Please repeat the lines below, exactly and only, from the one that holds "Mapping, typename DatumCoord>" through the one that holds "Computed properties are".

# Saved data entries
******

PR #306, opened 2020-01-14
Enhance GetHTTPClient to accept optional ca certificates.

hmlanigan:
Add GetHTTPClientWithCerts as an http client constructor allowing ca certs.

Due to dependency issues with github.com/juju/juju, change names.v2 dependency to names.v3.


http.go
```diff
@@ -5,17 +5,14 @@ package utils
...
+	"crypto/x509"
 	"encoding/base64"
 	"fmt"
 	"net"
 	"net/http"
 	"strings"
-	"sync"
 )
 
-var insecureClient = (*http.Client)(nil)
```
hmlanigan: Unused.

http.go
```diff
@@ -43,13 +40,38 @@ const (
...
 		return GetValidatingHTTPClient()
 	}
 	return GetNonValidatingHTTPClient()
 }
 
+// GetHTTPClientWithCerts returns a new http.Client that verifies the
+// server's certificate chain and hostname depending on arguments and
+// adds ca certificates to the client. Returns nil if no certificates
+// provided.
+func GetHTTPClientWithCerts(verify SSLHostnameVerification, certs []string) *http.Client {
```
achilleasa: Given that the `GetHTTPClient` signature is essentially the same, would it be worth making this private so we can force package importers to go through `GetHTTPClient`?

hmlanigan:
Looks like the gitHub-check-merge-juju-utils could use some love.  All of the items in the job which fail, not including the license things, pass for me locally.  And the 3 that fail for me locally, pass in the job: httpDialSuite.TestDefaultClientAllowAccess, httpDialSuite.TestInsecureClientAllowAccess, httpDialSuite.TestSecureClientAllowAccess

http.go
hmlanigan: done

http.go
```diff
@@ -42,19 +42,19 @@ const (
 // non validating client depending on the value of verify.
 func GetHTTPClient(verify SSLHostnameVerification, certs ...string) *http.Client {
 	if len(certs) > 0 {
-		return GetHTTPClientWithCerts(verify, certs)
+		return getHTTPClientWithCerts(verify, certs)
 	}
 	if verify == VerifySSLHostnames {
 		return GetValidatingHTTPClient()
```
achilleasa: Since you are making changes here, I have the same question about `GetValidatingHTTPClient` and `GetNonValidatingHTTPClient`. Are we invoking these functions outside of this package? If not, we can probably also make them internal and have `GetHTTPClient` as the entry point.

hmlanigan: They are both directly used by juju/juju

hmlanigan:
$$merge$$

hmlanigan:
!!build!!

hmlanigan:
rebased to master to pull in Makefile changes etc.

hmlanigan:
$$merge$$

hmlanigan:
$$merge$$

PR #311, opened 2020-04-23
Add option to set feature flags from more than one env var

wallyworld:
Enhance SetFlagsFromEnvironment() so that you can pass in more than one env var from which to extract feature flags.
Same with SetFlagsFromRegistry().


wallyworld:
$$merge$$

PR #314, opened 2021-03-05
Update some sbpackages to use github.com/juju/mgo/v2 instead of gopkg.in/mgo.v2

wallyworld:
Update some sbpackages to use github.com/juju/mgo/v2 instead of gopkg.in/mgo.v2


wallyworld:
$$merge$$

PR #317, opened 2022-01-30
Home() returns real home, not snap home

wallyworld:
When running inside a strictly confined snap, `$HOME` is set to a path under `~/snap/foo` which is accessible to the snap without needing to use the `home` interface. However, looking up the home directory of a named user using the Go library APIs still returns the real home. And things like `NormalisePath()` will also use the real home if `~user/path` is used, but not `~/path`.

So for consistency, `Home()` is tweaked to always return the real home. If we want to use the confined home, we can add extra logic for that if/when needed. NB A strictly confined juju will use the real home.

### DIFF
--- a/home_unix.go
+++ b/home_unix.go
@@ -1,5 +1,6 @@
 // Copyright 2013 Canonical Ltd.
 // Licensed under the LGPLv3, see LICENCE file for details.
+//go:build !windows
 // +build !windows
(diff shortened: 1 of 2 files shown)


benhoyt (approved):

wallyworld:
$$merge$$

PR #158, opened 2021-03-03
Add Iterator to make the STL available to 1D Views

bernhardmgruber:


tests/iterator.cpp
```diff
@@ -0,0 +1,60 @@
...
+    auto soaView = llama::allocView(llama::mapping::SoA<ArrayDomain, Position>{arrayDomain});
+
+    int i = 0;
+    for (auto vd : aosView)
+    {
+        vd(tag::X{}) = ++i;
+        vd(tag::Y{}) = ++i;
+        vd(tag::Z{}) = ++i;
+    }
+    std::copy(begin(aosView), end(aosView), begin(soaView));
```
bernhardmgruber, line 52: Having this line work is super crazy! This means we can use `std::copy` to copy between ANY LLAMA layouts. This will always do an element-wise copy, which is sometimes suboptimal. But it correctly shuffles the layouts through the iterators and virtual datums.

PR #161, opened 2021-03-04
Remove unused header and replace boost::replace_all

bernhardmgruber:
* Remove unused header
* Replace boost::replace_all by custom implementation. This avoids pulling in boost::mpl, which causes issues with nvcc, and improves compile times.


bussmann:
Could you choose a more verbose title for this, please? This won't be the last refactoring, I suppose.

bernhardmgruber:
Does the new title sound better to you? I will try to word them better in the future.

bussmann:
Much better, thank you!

******

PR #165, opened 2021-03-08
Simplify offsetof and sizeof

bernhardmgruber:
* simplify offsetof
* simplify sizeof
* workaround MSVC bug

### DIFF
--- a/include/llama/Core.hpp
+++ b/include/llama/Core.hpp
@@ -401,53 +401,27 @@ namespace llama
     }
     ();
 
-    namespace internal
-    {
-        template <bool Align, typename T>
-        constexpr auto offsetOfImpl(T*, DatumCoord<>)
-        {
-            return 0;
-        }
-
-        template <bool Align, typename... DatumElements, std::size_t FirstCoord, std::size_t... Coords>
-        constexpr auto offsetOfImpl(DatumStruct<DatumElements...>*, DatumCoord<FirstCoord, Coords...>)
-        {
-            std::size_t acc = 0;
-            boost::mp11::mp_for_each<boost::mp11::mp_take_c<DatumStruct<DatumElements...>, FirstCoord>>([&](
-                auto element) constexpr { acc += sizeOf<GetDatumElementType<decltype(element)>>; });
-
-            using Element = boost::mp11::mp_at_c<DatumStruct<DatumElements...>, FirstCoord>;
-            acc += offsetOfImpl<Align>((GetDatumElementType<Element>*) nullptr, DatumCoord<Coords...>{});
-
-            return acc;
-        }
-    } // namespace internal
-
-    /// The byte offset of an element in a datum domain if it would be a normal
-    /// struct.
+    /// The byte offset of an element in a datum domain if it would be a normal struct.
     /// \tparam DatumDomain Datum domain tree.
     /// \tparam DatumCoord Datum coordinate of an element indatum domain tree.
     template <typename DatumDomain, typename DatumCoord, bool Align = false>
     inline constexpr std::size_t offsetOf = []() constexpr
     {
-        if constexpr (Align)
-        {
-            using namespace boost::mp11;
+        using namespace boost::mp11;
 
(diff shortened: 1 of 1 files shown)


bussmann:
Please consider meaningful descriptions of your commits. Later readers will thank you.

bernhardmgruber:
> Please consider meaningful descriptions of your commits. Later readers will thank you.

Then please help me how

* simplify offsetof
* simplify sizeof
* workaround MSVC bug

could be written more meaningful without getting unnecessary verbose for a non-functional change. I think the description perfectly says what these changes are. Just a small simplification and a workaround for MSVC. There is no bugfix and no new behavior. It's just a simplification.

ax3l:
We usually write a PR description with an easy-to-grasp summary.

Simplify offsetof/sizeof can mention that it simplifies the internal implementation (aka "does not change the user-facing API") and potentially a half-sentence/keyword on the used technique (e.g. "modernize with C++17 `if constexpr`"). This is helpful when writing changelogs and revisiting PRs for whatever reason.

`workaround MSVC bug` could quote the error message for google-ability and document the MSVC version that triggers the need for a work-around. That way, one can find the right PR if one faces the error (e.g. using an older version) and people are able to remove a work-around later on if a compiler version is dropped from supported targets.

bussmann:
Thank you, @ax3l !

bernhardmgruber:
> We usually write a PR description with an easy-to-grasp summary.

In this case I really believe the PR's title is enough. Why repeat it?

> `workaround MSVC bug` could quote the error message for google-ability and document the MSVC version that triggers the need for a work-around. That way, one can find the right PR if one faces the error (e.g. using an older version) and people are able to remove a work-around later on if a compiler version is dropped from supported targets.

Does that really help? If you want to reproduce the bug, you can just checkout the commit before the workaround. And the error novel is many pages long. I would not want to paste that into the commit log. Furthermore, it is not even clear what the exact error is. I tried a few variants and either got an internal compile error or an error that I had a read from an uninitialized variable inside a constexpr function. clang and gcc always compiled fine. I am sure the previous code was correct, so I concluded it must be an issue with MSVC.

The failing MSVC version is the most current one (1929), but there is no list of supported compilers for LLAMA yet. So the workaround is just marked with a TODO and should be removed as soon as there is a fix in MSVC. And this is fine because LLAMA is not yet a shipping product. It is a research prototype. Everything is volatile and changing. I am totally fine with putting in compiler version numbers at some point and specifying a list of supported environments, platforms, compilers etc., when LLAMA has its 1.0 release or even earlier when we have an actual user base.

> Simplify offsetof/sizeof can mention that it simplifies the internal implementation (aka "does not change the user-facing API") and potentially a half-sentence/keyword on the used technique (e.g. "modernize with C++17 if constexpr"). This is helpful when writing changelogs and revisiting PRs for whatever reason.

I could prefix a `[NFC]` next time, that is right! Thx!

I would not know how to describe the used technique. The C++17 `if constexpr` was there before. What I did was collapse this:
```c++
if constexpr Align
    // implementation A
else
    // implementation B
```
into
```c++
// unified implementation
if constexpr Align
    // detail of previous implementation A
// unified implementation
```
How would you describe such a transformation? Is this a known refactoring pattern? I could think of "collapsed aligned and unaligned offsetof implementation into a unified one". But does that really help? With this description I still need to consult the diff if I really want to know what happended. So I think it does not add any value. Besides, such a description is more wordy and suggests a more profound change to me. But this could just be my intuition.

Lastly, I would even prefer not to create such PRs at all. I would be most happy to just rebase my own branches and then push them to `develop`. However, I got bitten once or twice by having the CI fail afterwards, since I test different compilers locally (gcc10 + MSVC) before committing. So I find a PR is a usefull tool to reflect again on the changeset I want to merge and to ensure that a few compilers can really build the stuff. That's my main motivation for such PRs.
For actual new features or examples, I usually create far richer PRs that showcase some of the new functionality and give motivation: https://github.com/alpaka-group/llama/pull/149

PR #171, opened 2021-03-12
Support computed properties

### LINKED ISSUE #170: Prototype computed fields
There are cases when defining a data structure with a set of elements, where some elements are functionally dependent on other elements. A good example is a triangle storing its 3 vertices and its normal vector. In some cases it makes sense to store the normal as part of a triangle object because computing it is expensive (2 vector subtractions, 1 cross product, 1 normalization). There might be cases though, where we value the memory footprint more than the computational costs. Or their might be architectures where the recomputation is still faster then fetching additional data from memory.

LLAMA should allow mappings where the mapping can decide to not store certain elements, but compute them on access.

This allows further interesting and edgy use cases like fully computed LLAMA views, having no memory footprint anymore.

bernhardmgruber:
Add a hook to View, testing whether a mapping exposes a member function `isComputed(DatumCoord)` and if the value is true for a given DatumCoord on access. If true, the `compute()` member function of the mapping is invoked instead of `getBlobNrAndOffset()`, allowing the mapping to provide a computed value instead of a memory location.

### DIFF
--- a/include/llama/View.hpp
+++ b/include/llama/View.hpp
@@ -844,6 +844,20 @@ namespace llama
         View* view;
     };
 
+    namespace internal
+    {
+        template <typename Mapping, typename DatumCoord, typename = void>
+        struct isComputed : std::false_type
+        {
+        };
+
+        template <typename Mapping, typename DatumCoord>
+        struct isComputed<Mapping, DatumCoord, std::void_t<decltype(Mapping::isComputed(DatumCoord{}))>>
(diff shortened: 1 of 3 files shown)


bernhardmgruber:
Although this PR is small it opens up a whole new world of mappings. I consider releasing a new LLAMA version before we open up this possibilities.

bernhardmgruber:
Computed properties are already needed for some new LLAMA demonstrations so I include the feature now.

******

# Task solution
+        template <typename Mapping, typename DatumCoord>
+        struct isComputed<Mapping, DatumCoord, std::void_t<decltype(Mapping::isComputed(DatumCoord{}))>>
(diff shortened: 1 of 3 files shown)


bernhardmgruber:
Although this PR is small it opens up a whole new world of mappings. I consider releasing a new LLAMA version before we open up this possibilities.

bernhardmgruber:
Computed properties are already needed for some new LLAMA demonstrations so I include the feature now.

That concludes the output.